_What this task involves_
Counting only lines that contain "against", state the total found in the material below. Add nothing else.

= Beginning of Section =

PR #15266, opened 2026-05-27
fix(chat): sanitize NaN/Inf scores before serializing chat completions (#15245)

### LINKED ISSUE #15245: [Bug]: Failed to encode response: json: unsupported value: NaN (status code: 500)
### Self Checks

1234a567b

### RAGFlow image version

0.25.2

```Markdown

```

### Actual behavior

When I invoke the "converse with chat assistant" interface for streaming response, sometimes the following error occurs: "Failed to encode response: json: unsupported value: NaN (status code: 500)". Moreover, when asking the same question repeatedly, sometimes the response is normal, but sometimes the above error will be reported.

### Expected behavior

I hope to receive the results in a normal streaming manner and without any errors.

### Steps to reproduce

```Markdown
interface:api/v1/chat/completions
parameter:
{
    "messages":[
            {
                "role":"user",
                "content":"我的问题"
            }
        ],
    "stream":true,
    "chat_id":"my_chat_id",
    "session_id":"my_session_id"
}

When using the above interface information to make the call, the streaming interface occasionally returns an error: "Failed to encode response: json: unsupported value: NaN (status code: 500)"
The current embedding model in use is bge-m3 from ollama.And the parsed document is also completely parsed.
```

### Additional information

The specific log information is as follows:
data:{"code": 500, "message": "failed to encode response: json: unsupported value: NaN (status code: 500)", "data": {"answer": "**ERROR**: failed to encode response: json: unsupported value: NaN (status code: 500)", "reference": []}}
data:{"code": 0, "message": "", "data": true}

Rene0422:
## Summary

Fixes #15245 — `POST /api/v1/chat/completions` with `stream=true`
intermittently returns 500:

```
data:{"code": 500, "message": "failed to encode response: json:
unsupported value: NaN (status code: 500)", "data": {...}}
```

…even though "the same question" works on retry.

## Root cause

The streaming path serialized the answer with bare `json.dumps(...)`
(`api/apps/restful_apis/chat_api.py:1221`). `json.dumps` defaults to
`allow_nan=True` and emits the literal token `NaN` for NaN /
Infinity float values. That is valid Python-flavored JSON but
**invalid per RFC 8259**, so downstream consumers reject it. The
reporter's gateway is Go-based and the error wording
(`failed to encode response: json: unsupported value: NaN`) is
straight from Go's `encoding/json`.

How NaN gets into the payload: retrieval scoring in
`rag/nlp/search.py` runs `np.mean(...)` over aggregations that can
be empty, and similarity denominators can be zero. Reference chunk
fields like `similarity`, `vector_similarity`, `term_similarity`
can therefore be NaN depending on which chunks a given query
retrieves — which is exactly why the failure is intermittent for
the same question.

The non-streaming branch (`get_json_result(data=answer)`,
`chat_api.py:1243`) has the same vulnerability — Quart's `jsonify`
also defaults to `allow_nan=True` and the same retrieval pipeline
feeds both branches.

`agent/tools/exesql.py:88-102` already has the same NaN/Inf guard
for SQL results. This PR brings the chat completions path up to
parity.

## Fix

Add a small `_sanitize_json_floats(obj)` helper near the top of
`api/apps/restful_apis/chat_api.py`. It walks `dict` / `list` /
`tuple` and replaces any `float` that is `NaN` or `±Infinity` with
`None`. Apply it at the two serialization boundaries:

- **Streaming branch** (`stream()`): sanitize the SSE payload before
  `json.dumps`.
- **Non-streaming branch**: sanitize the `answer` dict before
  `get_json_result(data=...)`.

The terminal `data:True` frame and the `code:500` error frame carry
no scores and are left untouched.

Added `import math` to the existing alphabetical import block.

No change to retrieval logic — replacing NaN with `null` at the
serialization boundary is conservative: clients still parse the
JSON, a missing-score chunk is a strictly better failure mode than
a 500 that kills the whole reply.

## Test plan

- [ ] Reproduce the original failure: hit
      `/api/v1/chat/completions` with `stream=true` against a
      chat assistant whose dataset can produce a query with an
      empty chunk aggregation (any small dataset + a long query
      whose tokens don't match well). Before this PR the request
      sometimes 500s with the NaN message; after this PR the
      stream completes cleanly.
- [ ] Sanity-check the non-streaming path with `stream=false` on
      the same query — should also return 200.
- [ ] Confirm normal chats still return numeric `similarity` /
      `vector_similarity` / `term_similarity` in `reference.chunks`
      (no double-serialization, no `null` for healthy values).
- [ ] Force NaN into a chunk score with a debugger / monkeypatch
      and confirm the field comes back as `null` instead of
      crashing the request.
- [ ] Run `uv run pytest`.

### Type of change

- [ ] Documentation Update
- [ ] Refactoring
- [ ] Performance Improvement

### DIFF
--- a/api/apps/restful_apis/chat_api.py
+++ b/api/apps/restful_apis/chat_api.py
@@ -62,11 +62,18 @@ def _sanitize_json_floats(obj):
     term_similarity) can become NaN when an aggregation runs over an empty
     set or when a similarity denominator is zero, so the chat completions
     stream is the realistic trigger.
+
+    `isinstance(obj, float)` alone catches Python float and numpy.float64
+    (a float subclass) but misses numpy.float32 / numpy.float16 and any
+    other duck-typed numeric. Probe via math.isnan/isinf in a try/except
+    so any object math can evaluate gets sanitized — without changing
+    upstream callers like chunks_format or rag/nlp/search.py.
     """
-    if isinstance(obj, float):
+    try:
         if math.isnan(obj) or math.isinf(obj):
             return None
-        return obj
+    except TypeError:
+        pass
     if isinstance(obj, dict):
         return {k: _sanitize_json_floats(v) for k, v in obj.items()}
     if isinstance(obj, list):
--- a/api/apps/restful_apis/chat_api.py
+++ b/api/apps/restful_apis/chat_api.py
@@ -16,6 +16,7 @@
 
 import json
 import logging
+import math
 import os
 import re
 import tempfile
@@ -49,6 +50,31 @@ from common import settings
 from common.misc_utils import get_uuid, thread_pool_exec
 from rag.prompts.generator import chunks_format
 from rag.prompts.template import load_prompt
+
+def _sanitize_json_floats(obj):
+    """Replace NaN/Infinity floats with None so the result is RFC 8259 JSON.
+
+    `json.dumps` emits the literal tokens `NaN`/`Infinity` by default
+    (allow_nan=True). Those tokens are valid Python JSON output but invalid
+    per the JSON spec, and downstream proxies / Go consumers reject the
+    response with `failed to encode response: json: unsupported value: NaN`
+    (fixes #15245). Retrieval scores (similarity, vector_similarity,
+    term_similarity) can become NaN when an aggregation runs over an empty
+    set or when a similarity denominator is zero, so the chat completions
+    stream is the realistic trigger.
+    """
+    if isinstance(obj, float):
+        if math.isnan(obj) or math.isinf(obj):
+            return None
+        return obj
+    if isinstance(obj, dict):
+        return {k: _sanitize_json_floats(v) for k, v in obj.items()}
+    if isinstance(obj, list):
+        return [_sanitize_json_floats(v) for v in obj]
+    if isinstance(obj, tuple):
+        return tuple(_sanitize_json_floats(v) for v in obj)
+    return obj
+
 
 _DEFAULT_PROMPT_CONFIG = {
     "system": (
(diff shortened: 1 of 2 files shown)


xugangqiang:
@Rene0422  May I know if you have conducted testing on your side? if so, please upload testing evidence. Also, is it possible to add unit test or end-2-end test?

Rene0422:
> @Rene0422 May I know if you have conducted testing on your side? if so, please upload testing evidence. Also, is it possible to add unit test or end-2-end test?

Hi @xugangqiang — the unit test is already in this PR at
`test/unit_test/api/apps/restful_apis/test_chat_completions_sanitize_floats.py`
(all 9 cases tagged `@pytest.mark.p1`).

It targets the **live source** of `_sanitize_json_floats` — extracted
from `chat_api.py` via the `ast` module and exec'd in an isolated
namespace exposing only stdlib `math`, so the test isn't a stale
copy and any future change to the sanitizer is exercised. Avoids
having to stub out the dozens of heavy imports `chat_api.py` pulls
in at module load (quart, peewee models, services, etc.).

Cases:

- `test_passthrough_for_healthy_values` — int / float / str / None /
  bool / list / dict pass through unchanged
- `test_nan_becomes_none` — top-level NaN → `None`
- `test_positive_and_negative_infinity_become_none` — parametrized
  over `inf` / `-inf`
- `test_nan_inside_dict_replaced` — sibling keys preserved verbatim
- `test_inf_inside_list_replaced` — surrounding elements preserved
- `test_deeply_nested_chunks_format` — the actual `reference.chunks`
  shape (list of dicts with `similarity` / `vector_similarity` /
  `term_similarity` scores, mixed NaN/Inf), which is the exact
  payload that triggered #15245
- `test_tuples_are_walked_and_returned_as_tuples` — container type
  preserved
- `test_numpy_float32_nan_caught_via_math_isnan` — `np.float64('nan')`,
  `np.float32('nan')`, `np.float16('nan')` all → `None`. Locks in the
  earlier review fix that swapped `isinstance(obj, float)` for a
  `math.isnan` probe so numpy scalar types are caught; uses
  `pytest.importorskip("numpy")` so CI doesn't gate on the optional
  dep
- `test_strings_are_not_treated_as_numeric` — `"NaN"` /
  `"Infinity"` stay as strings; verifies the `TypeError` swallow path

## Manual reproduction in dev

`POST /api/v1/chat/completions` with `stream=true` against a
dataset where retrieval scoring can yield `similarity=NaN` (small
dataset + a query whose tokens don't match well, so the cosine
denominator goes to zero).

**Before** the patch the SSE stream contains a frame like:

```
data:{"code": 500, "message": "failed to encode response: json:
unsupported value: NaN", "data": {"answer": "**ERROR**: ...",
"reference": []}}
```

**After** the patch the same stream completes cleanly with the
score serialized as `null` in `reference.chunks[*].similarity` /
`vector_similarity` / `term_similarity`, and the rest of the
payload is unchanged.

Happy to attach before/after captures (curl output + tee'd SSE log)
to the PR if useful — let me know.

= End of Section =

_Written solution_
2